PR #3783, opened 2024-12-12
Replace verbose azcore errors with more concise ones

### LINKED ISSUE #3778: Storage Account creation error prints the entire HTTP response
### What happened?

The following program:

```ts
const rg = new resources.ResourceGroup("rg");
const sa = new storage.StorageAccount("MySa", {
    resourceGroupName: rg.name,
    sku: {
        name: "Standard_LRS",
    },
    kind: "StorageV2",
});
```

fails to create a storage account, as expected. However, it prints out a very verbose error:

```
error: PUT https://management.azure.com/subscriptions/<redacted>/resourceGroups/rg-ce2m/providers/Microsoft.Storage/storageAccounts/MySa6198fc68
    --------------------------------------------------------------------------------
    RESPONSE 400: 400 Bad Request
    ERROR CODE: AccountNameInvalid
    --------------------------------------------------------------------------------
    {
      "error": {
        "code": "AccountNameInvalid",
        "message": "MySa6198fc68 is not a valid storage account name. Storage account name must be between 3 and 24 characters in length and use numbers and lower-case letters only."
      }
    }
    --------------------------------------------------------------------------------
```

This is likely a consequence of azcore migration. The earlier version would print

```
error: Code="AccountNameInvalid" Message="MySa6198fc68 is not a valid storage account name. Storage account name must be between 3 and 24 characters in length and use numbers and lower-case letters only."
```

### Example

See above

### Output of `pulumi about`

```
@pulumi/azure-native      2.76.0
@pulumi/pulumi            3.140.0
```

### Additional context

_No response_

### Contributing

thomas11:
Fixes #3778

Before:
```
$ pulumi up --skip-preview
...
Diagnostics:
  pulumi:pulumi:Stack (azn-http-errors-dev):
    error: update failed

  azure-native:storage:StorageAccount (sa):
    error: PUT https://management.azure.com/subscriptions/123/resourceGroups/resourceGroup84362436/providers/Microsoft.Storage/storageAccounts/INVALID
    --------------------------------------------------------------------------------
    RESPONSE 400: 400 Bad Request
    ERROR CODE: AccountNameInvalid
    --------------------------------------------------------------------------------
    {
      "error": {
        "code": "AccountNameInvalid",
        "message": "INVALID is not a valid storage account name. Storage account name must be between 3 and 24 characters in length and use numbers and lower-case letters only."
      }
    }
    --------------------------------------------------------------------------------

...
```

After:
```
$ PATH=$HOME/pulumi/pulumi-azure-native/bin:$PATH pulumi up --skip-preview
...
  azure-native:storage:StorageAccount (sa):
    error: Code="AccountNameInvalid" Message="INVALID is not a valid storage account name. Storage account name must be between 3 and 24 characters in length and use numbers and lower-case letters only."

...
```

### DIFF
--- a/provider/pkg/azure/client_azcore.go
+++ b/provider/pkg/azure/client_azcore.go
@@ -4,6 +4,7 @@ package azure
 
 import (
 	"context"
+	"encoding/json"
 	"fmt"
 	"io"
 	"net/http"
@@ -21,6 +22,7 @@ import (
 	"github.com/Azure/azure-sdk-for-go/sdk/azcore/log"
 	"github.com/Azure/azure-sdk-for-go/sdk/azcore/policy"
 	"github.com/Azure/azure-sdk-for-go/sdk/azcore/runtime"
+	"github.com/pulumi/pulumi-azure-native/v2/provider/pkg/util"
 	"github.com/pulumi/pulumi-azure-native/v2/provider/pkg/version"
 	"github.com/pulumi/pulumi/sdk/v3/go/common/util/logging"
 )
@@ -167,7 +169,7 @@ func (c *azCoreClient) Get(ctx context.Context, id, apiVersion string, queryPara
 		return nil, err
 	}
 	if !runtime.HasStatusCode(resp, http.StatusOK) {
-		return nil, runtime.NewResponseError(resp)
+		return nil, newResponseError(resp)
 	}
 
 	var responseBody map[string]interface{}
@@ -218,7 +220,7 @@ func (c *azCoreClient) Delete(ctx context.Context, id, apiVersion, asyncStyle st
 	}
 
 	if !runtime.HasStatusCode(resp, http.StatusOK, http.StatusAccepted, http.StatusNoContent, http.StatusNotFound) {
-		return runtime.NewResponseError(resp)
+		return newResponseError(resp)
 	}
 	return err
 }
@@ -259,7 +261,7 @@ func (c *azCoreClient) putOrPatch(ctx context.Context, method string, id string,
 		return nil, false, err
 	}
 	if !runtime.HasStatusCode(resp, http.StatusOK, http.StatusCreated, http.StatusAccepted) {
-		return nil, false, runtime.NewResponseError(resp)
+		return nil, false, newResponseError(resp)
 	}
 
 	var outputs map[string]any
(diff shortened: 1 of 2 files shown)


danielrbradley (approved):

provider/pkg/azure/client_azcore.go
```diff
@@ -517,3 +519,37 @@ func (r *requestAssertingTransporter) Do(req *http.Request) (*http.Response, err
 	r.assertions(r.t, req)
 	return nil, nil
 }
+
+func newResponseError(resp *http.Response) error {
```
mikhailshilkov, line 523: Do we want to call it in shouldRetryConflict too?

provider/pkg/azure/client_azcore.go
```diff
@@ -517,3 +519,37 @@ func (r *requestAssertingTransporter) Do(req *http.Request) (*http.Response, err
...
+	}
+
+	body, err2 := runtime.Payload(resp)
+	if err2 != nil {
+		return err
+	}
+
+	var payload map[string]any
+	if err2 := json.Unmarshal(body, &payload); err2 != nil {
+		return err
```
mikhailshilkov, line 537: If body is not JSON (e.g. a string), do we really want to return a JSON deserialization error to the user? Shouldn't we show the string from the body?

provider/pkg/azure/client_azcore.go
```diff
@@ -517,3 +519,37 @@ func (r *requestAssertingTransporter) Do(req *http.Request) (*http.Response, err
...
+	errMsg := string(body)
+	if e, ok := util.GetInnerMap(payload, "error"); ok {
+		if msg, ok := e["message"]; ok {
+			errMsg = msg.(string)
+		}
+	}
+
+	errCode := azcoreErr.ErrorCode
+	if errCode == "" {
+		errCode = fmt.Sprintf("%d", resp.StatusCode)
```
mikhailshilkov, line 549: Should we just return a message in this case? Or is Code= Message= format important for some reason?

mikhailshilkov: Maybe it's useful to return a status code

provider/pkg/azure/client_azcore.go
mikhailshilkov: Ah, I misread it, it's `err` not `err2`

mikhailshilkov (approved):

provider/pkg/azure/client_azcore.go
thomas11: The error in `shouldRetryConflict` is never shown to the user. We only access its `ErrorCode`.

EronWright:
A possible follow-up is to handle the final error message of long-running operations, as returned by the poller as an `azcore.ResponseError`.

◇ ◇ ◇ ◇

• [Your task]: The answer must consist of every line from the data that contains the word "subscriptions".

• [Answer space]:
error: PUT https://management.azure.com/subscriptions/<redacted>/resourceGroups/rg-ce2m/providers/Microsoft.Storage/storageAccounts/MySa6198fc68
    error: PUT https://management.azure.com/subscriptions/123/resourceGroups/resourceGroup84362436/providers/Microsoft.Storage/storageAccounts/INVALID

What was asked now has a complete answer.